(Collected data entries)
____

PR #624, opened 2023-08-07
[DevOps] Add Packer script for GCP

ChathurindaRanasinghe:
- Add Packer script to machine images for GCP
- Add provisioning script to setup Python, CUDA, h2oGPT
- Added a h2oGPT as a service to run the llama model by default

Parent Issue: 
- https://github.com/h2oai/h2o-ops/issues/370


cloud/packer/gcp/install_h2ogpt.sh
```diff
@@ -0,0 +1,47 @@
+#!/bin/bash -e
+
+cd h2ogpt
```
achraf-mer, line 3: any way we can reuse this code and create a script that is common to both the Dockerfile and this GCP script?

ChathurindaRanasinghe: Yeah @achraf-mer

ChathurindaRanasinghe:
Moved to https://github.com/h2oai/h2ogpt/pull/788

PR #659, opened 2023-08-13
some fixes for docker run

zba:
I found it not works "out of the box" and have some mistakes in config, so I fixed some, please consider to check.


achraf-mer:
LGTM @zba thanks.

Issue #651, opened 2023-08-11
Docker Image Permission Issues


ffalkenberg:
Hello maintainers,

I've encountered a problem when trying to deploy the `h2ogpt` Docker image on a Kubernetes/OC cluster. The deployment fails due to a `Permission denied` error. I believe the root cause is the way the Docker image is set up.

**Issue Details:**

1. Python is installed and run from the `/root` directory. This is problematic as many Kubernetes environments restrict running containers as root for security reasons.
2. The Docker image does not seem to be set up in a manner that's conducive for professional deployments, especially in environments that have strict security policies.

**Deployment Configuration:**

We are using the following `deployment.yaml`:

```yaml
apiVersion: apps/v1
kind: Deployment
metadata:
  name: h2ogpt-deployment
  labels:
    app: h2ogpt
spec:
  replicas: 1
  selector:
    matchLabels:
      app: h2ogpt
  template:
    metadata:
      labels:
        app: h2ogpt
    spec:
      containers:
      - name: h2ogpt-container
        image: gcr.io/vorvan/h2oai/h2ogpt-runtime:latest
        ports:
        - containerPort: 7860
        env:
        - name: HOME
          value: /workspace/
        volumeMounts:
        - name: cache-volume
          mountPath: /workspace/.cache
        - name: save-volume
          mountPath: /workspace/save
        command:
          - tail
          - '-f'
          - /dev/null
      volumes:
      - name: cache-volume
        persistentVolumeClaim:
          claimName: cache-pvc
      - name: save-volume
        persistentVolumeClaim:
          claimName: save-pvc
```

**Temporary Solution:**

As a quick fix, we built an additional layer on top of the existing image:

```Dockerfile
FROM gcr.io/vorvan/h2oai/h2ogpt-runtime:latest

RUN chgrp -R 0 /root && \
    chmod -R g=u /root

RUN chgrp -R 0 /workspace && \
    chmod -R g=u /workspace
```

However, this is not a sustainable long-term solution.

**Request:**

I kindly request that the Docker image be restructured to avoid such permission issues, especially when deploying in environments like Kubernetes. Ideally, the image should not rely on the `/root` directory for operations and should be set up in a way that respects common security practices.

Thank you for your attention to this matter.

Dockerfile: [Link](https://github.com/h2oai/h2ogpt/blob/main/Dockerfile)
Dockerimage: [Link](https://console.cloud.google.com/gcr/images/vorvan/global/h2oai/h2ogpt-runtime)

[...]

PR #664, opened 2023-08-14
Fix docker permissions and allow using a non root user

achraf-mer:
Address https://github.com/h2oai/h2ogpt/issues/651


ChathurindaRanasinghe (approved):
LGTM Thanks Achraf

PR #666, opened 2023-08-14
the message copy button moved closer to top border and message padding increased to 16px

fazpu:
- the message copy button moved closer to top border
- message padding increased to 16px

image


pseudotensor (approved):
thanks!

PR #704, opened 2023-08-20
Fix connectivity bug for offline llama

Mins0o:
When attempting to run [TheBloke](https://huggingface.co/TheBloke)/[Llama-2-13B-chat-GGML](https://huggingface.co/TheBloke/Llama-2-13B-chat-GGML) offline, I was getting some connection related issues. After modifying these lines, it works. Tested on a few other models, and it seems like it works. Further testing may be needed.  

Offline Tested models
 - TheBloke/Llama-2-13B-chat-GGML
 - TheBloke/Llama-2-13b-Chat-GPTQ --> failed
   - requests.exceptions.ConnectionError: (MaxRetryError("HTTPSConnectionPool(host='huggingface.co', port=443): Max retries exceeded with url: /api/models/TheBloke
/Llama-2-13b-Chat-GPTQ/revision/
 - h2oai/h2ogpt-gm-oasst1-en-2048-falcon-7b-v3 (w/ and w/o scoring model)
 - h2oai/h2ogpt-gm-oasst1-multilang-2048-falcon-7b
 - TheBloke/Wizard-Vicuna-13B-Uncensored-GPTQ
 - TheBloke/WizardLM-13B-V1.0-Uncensored-GPTQ --> failed
   - requests.exceptions.ConnectionError: (MaxRetryError("HTTPSConnectionPool(host='huggingface.co', port=443): Max retries exceeded with url: /api/models/TheBloke/WizardLM-13B-V1.0-Uncensored-GPTQ/revision/

### DIFF
--- a/src/gen.py
+++ b/src/gen.py
@@ -1011,7 +1011,7 @@ def get_config(base_model,
             if raise_exception:
                 raise
             if 'not a local folder and is not a valid model identifier listed on' in str(
-                    e) or '404 Client Error' in str(e):
+                    e) or '404 Client Error' in str(e) or "couldn't connect" in str(e):
                 # e.g. llama, gpjt, etc.
                 # e.g. HF TGI but not model on HF or private etc.
                 if max_seq_len is None and base_model.lower() in non_hf_types:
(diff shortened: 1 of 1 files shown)


pseudotensor:
Thanks!  I tested offline with llama and made fixes similar to yours but additional fixes for URL handling.

Mins0o:
https://github.com/h2oai/h2ogpt/commit/671f33a0a5307f32bfbd1942166d5f8627cb8685  
Thank you! I'll test it.  
  
I'm enjoying h2ogpt quite a lot. Thank you for the project

Mins0o:
I was still getting the error inside the `FakeTokenizer()` when I freshly started my docker container.  
It seems like this is the culprit.  
https://github.com/h2oai/h2ogpt/blob/f64c4cd7049e83cdbcd8d1ca77cbafcd2e285f2d/src/utils.py#L1022-L1024  
And since  
 - a. it has to do with the `tiktoken` package  
 - b. the workaroud is fairly easy (run once online, then go offline)  

I think it is negligible at the moment.

pseudotensor:
I think there are issues with docker and location of files.  FYI @achraf-mer @ChathurindaRanasinghe @arnocandel 

It should not download things inside docker.  I think there are bugs with that.

pseudotensor:
If going fully offline, should be this way: https://github.com/h2oai/h2ogpt/blob/main/docs/README_offline.md

But if have docker and already had those or files from prior run, shouldn't be downloaded inside docker.

Mins0o:
Hmm... I see  
Maybe there is something about how I have set it up, as I didn't follow the instructions strictly and took a little bit of liberty of tweaking in the docker file and command.  
I would say the problem is solved for me.  
Thank you for the fast and throughly kind support!

pseudotensor:
Ya, it's ok to work-around by avoiding tiktoken if that works.  We use tiktoken to count tokens for GGML models to handle limits of the model, but if no tokenizer is present I think we skip all that and it might still work.

achraf-mer:
https://github.com/h2oai/h2ogpt/pull/715

PR #715, opened 2023-08-21
Improve offline caching

achraf-mer:
image

Because of https://github.com/openai/tiktoken/blob/5d970c1100d3210b42497203d6b5c1e30cfda6cb/tiktoken/load.py#L30-L35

____

What needs to be done — Copy from the entries above each line in which the string "retries" can be found.

Exercise response —
   - requests.exceptions.ConnectionError: (MaxRetryError("HTTPSConnectionPool(host='huggingface.co', port=443): Max retries exceeded with url: /api/models/TheBloke
   - requests.exceptions.ConnectionError: (MaxRetryError("HTTPSConnectionPool(host='huggingface.co', port=443): Max retries exceeded with url: /api/models/TheBloke/WizardLM-13B-V1.0-Uncensored-GPTQ/revision/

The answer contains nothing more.